Zamora: Three weeks ago, our soil moisture sensor data showed there was more inundation of the soil than we had expected.
Schlatter: With cottonwood and willow seedlings, as the water recedes, the root of that plant can grow fast enough. … We’ve had a slow enough recession of the pulse flow that the seedlings will survive until we can deliver more water to them.
I was just at the site (Thursday), and I did see some plants that look like they’ve grown since the last time I’ve seen them three weeks ago. And there’s more. The water levels are now going down in the river, but the germination is happening. We have a bunch of volunteers coming out (today) to plant 5,000 more trees.
Q. How will these seedlings make it through the summer?
Zamora: We have water rights to lesser, base flows in the river that will start delivery next week to the delta. The base flow has two components. The water has to irrigate trees we plant, and the water is sent to meander on the river to enhance them.
Schlatter: In just one summer, both cottonwoods and willows can grow up to a meter. In two years, they can grow up to 2 to 3 meters (or a little over 6 to 9 feet). In other restoration sites we have on the delta, we sprayed a mix of seed and water onto 5 acres of prepared land two years ago and 3 acres this year. The ones we did two years ago are 5 meters tall now.

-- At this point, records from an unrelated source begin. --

PR #220, opened 2021-02-06
Add missing submodule boltz channel-creation

3nprob:
I'm guessing this belongs here ith the rest?


cdecker:
Well we are already linking to the upstream repository. That has the advantage of not being pinned to a specific commit, which submodule are. Open to suggestions though, if a pinned version is desired.

3nprob:
> Well we are already linking to the upstream repository. That has the advantage of not being pinned to a specific commit, which submodule are. Open to suggestions though, if a pinned version is desired.

 Yeah, it caught me by surprise a bit (doesn't that go for all the other submodules as well? python-teos/watchtower is updated at leats as much? Maybe can be split into a separate list in the README and also include some other popular plugins like clboss?)

cdecker:
> Yeah, it caught me by surprise a bit (doesn't that go for all the other submodules as well? python-teos/watchtower is updated at leats as much? Maybe can be split into a separate list in the README and also include some other popular plugins like clboss?)

I wonder if it would make sense to just link to those plugins, instead of including them, either via in-tree copy or submodules. wdyt?

3nprob:
> > Yeah, it caught me by surprise a bit (doesn't that go for all the other submodules as well? python-teos/watchtower is updated at leats as much? Maybe can be split into a separate list in the README and also include some other popular plugins like clboss?)
> 
> I wonder if it would make sense to just link to those plugins, instead of including them, either via in-tree copy or submodules. wdyt?

 I think the submodule approach is a niceone making it very convenient yet easy to switch to your own branch.
 
 but just linking (separate list form the submodules list) is all good too I think , your call realy :)

3nprob:
Maybe the one thing arguing against the submodule approach is the increased time for you maintainer(s) to keep them up to date and review update-PRs - especially given the nature of this software it's especially important to not be laissez-fairez with those since sneaking in a hostile fork could be very bad.

Just a list removes all that completely.

3nprob:
@cdecker If you're still up for the submodules though, I could spend some more time on getting the dockerfile nicer and making a modular setup for all plugins with building and dependencies - should save a lot of redundant work for users

cdecker:
> @cdecker If you're still up for the submodules though, I could spend some more time on getting the dockerfile nicer and making a modular setup for all plugins with building and dependencies - should save a lot of redundant work for users.

That'd be awesome indeed. I'm still not decided whether it's best to keep the submodules, or have a machine readable metadata file pointing to repos and dependencies, but since we have submodules already we can start with those 👍

> So we don't *all* have to scratch our heads when python-cryptography starts requiring rust ;)

🤣

cdecker:
@mergifyio rebase

cdecker:
@Mergifyio rebase

cdecker (approved):

chrisguida:
Needs rebase

chrisguida:
Couple of things:

- we're moving to a new process where all plugins whose code is not hosted in the main repo tree must be explicitly linked to as submodules, because [the CI checks out the code and runs the tests for all submodules now](https://github.com/lightningd/plugins/pull/485)
- second, this plugin is no longer maintained and [has been archived](https://github.com/lightningd/plugins/pull/513), so this PR is no longer relevant. Let us know if you'd like to revive it! :)

PR #222, opened 2021-02-08
rebalance: measure and log HTLC settlement time

gallizoltan:
log messages show how much time need for an HTLC settlement


gallizoltan:
@m-schmoock what do you think? :)

m-schmoock:
ACK a709581

PR #226, opened 2021-02-15
backup: Improve logging configurability for socket server

laanwj:
Add two optional arguments to `backup-cli server`:

- `--log-mode`: either `plain` (simply print the log message) or `systemd` (prefix log message with systemd log level, useful for running as a  a service)

- `--log-level`: minimum level for messages to be logged, from `DEBUG` to `CRITICAL`

Also, move some noisy messages to the debug level.

Example systemd service file (might make sense to add this to the documentation):
```
[Unit]
Description=C-lightning backup server
After=network.target
StartLimitIntervalSec=0

[Service]
Type=simple
Restart=always
RestartSec=1
User=<user>
ExecStart=<path>/plugins/backup/backup-cli server --log-level debug --log-mode systemd file://<backup> 127.0.0.1:8700

[Install]
WantedBy=multi-user.target
```

### DIFF
--- a/backup/backup-cli
+++ b/backup/backup-cli
@@ -1,7 +1,7 @@
 #!/usr/bin/env python3
 from backends import get_backend
 from backend import Change
-from server import SocketServer
+from server import SocketServer, setup_server_logging
 
 import os
 import click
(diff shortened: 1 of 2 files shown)


cdecker:
ACK https://github.com/lightningd/plugins/pull/226/commits/ef6be9f85f74e14749a501e4d7203f3737b7b915

PR #231, opened 2021-02-26
backup: Implement automatic reconnect in socket backend

laanwj:
Add automatic reconnect (with exponential back-off) to the socket backend.

If the connection is lost while pusing a change, try to reconnect. Handle edge-cases that might come up depending on when the disconnect happaned.

Currently the parameters are hardcoded: it will retry 5 times, on the first retry it will wait 5 seconds before reconnecting. There is an exponential backoff of 1.5, so on the fifth try it will wait about 25 seconds.

This is particularly useful when conencting over Tor, as transient interruptions are fairly common there.

Example output (reconnecting after one try):
```
2021-03-01T07:48:45.673Z INFO    plugin-backup.py: Connection was lost while sending change (retry 1 of 5, will try again after 5 seconds)
2021-03-01T07:48:50.802Z INFO    plugin-backup.py: Connecting to <>:8700 (addrtype 2, proxytype 1, proxytarget HostPortInfo(host='127.0.0.1', port=9050, addrtype=0))...
2021-03-01T07:48:56.709Z INFO    plugin-backup.py: Connected to <>:8700?proxy=socks5:127.0.0.1:9050
```

Example output (failing after 5 tries):
```
2021-03-01T08:07:54.125Z INFO    plugin-backup.py: Connection was lost while sending change (retry 1 of 5, will try again after 5 seconds)
2021-03-01T08:07:59.128Z INFO    plugin-backup.py: Connecting to <>:8700 (addrtype 2, proxytype 1, proxytarget HostPortInfo(host='127.0.0.1', port=9050, addrtype=0))...
2021-03-01T08:08:04.028Z INFO    plugin-backup.py: Connection was lost while sending change (retry 2 of 5, will try again after 7.5 seconds)
2021-03-01T08:08:11.530Z INFO    plugin-backup.py: Connecting to <>:8700 (addrtype 2, proxytype 1, proxytarget HostPortInfo(host='127.0.0.1', port=9050, addrtype=0))...
2021-03-01T08:08:12.406Z INFO    plugin-backup.py: Connection was lost while sending change (retry 3 of 5, will try again after 11.25 seconds)
2021-03-01T08:08:23.657Z INFO    plugin-backup.py: Connecting to <>:8700 (addrtype 2, proxytype 1, proxytarget HostPortInfo(host='127.0.0.1', port=9050, addrtype=0))...
2021-03-01T08:08:24.392Z INFO    plugin-backup.py: Connection was lost while sending change (retry 4 of 5, will try again after 16.875 seconds)
2021-03-01T08:08:41.268Z INFO    plugin-backup.py: Connecting to <>:8700 (addrtype 2, proxytype 1, proxytarget HostPortInfo(host='127.0.0.1', port=9050, addrtype=0))...
2021-03-01T08:08:43.216Z INFO    plugin-backup.py: Connection was lost while sending change (retry 5 of 5, will try again after 25.3125 seconds)
2021-03-01T08:09:08.546Z INFO    plugin-backup.py: Connecting to <>:8700 (addrtype 2, proxytype 1, proxytarget HostPortInfo(host='127.0.0.1', port=9050, addrtype=0))...
2021-03-01T08:09:09.339Z INFO    plugin-backup.py: Connection was lost while sending change (giving up after 5 retries)
2021-03-01T08:09:09.526Z **BROKEN** lightningd: Plugin …
```

### DIFF
--- a/backup/socketbackend.py
+++ b/backup/socketbackend.py
@@ -1,10 +1,19 @@
 from collections import namedtuple
-import json, logging, socket, re, struct
+import json, logging, socket, re, struct, time
 from typing import Tuple, Iterator
 from urllib.parse import urlparse, parse_qs
 
 from backend import Backend, Change
 from protocol import PacketType, recvall, PKT_CHANGE_TYPES, change_from_packet, packet_from_change, send_packet, recv_packet
+
+# Total number of reconnection tries
+RECONNECT_TRIES=5
+
+# Delay in seconds between reconnections (initial)
+RECONNECT_DELAY=5
+
+# Scale delay factor after each failure
+RECONNECT_DELAY_BACKOFF=1.5
 
 HostPortInfo = namedtuple('HostPortInfo', ['host', 'port', 'addrtype'])
 SocketURLInfo = namedtuple('SocketURLInfo', ['target', 'proxytype', 'proxytarget'])
@@ -85,7 +94,9 @@ class SocketBackend(Backend):
         self.prev_version = None
         self.destination = destination
         self.url = parse_socket_url(destination)
+        self.connect()
 
+    def connect(self):
         if self.url.proxytype == ProxyType.DIRECT:
             if self.url.target.addrtype == AddrType.IPv6:
                 self.sock = socket.socket(socket.AF_INET6, socket.SOCK_STREAM)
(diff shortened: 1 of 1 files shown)


cdecker:
Looks good, but I wonder if it might be worth it to add a tiny dependency and externalize the retry mechanism (I'm looking at the `retry` decorator here https://pypi.org/project/retry/), instead of putting the retry logic inside the function we could then just annotate any function that needs to retry (in the current implementation retrieving the metadata for example is not retried).

laanwj:
Will look into it. I intentionally didn't choose to retry everything. E.g. I think user-initiated commands are okay to fail if the connection is not there, and reconnecting through `RESTORE` would need some additional logic besides simply retrying—the retry logic isn't entirely context independent.

> (in the current implementation retrieving the metadata for example is not retried).

Not when it fails after the initial connection, but the one inside `add_change` does—any error setting up the new connection will (or should at least, maybe im missing something) cause a retry.

rustyrussell:
Since this is a net improvement, I'm merging even though we may do better in future.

Q. Jennifer, your group struggled for years to get this done. How do you feel?
Pitt: Well, right now there’s no water flowing below Morelos Dam. It’s not like you can say the river is continuously flowing to the gulf. But to the extent that people have had an interest in it, it’s something that feels inherently right about a river reaching the sea.
I can’t tell you if there’s great ecological value represented in this. I don’t expect this is going to have a substantive impact on commercial fisheries or estuary habitat. It’s significant in the cultural understanding of the river reaching its destination. We’ve been missing that connection for a long time.
From the Huffington Post (Zachary Podmore):
The question was when. The pulse would last for less than two months, peaking in late March and gradually ramping down until May 18. But timing a trip to the delta was like playing a game of chicken with the water table. Go too soon when the pulse was highest, you’d risk out-paddling the water as it sank into parched ground. But go too late, after the groundwater had a chance to recharge, and you’d risk not having enough release to ride on.
In the end, it was never possible to ride the pulse in one fell swoop. When I arrived on May 8 the upper section was already dry. The ground proved too thirsty for even the 130 million cubic meters (105,000 acre-feet) of released water, and those directing the pulse decided to bypass the worst “hole” in the water table by diverting water roughly 60 miles down the canal system and releasing it into the lower stretch of river.
So our group of five paddlers, brought together for this trip by Canoe & Kayak magazine, launched our boats at Vado de Carranza, a road crossing some 40 miles above the tidal channel where the old Colorado River channel meets the sea.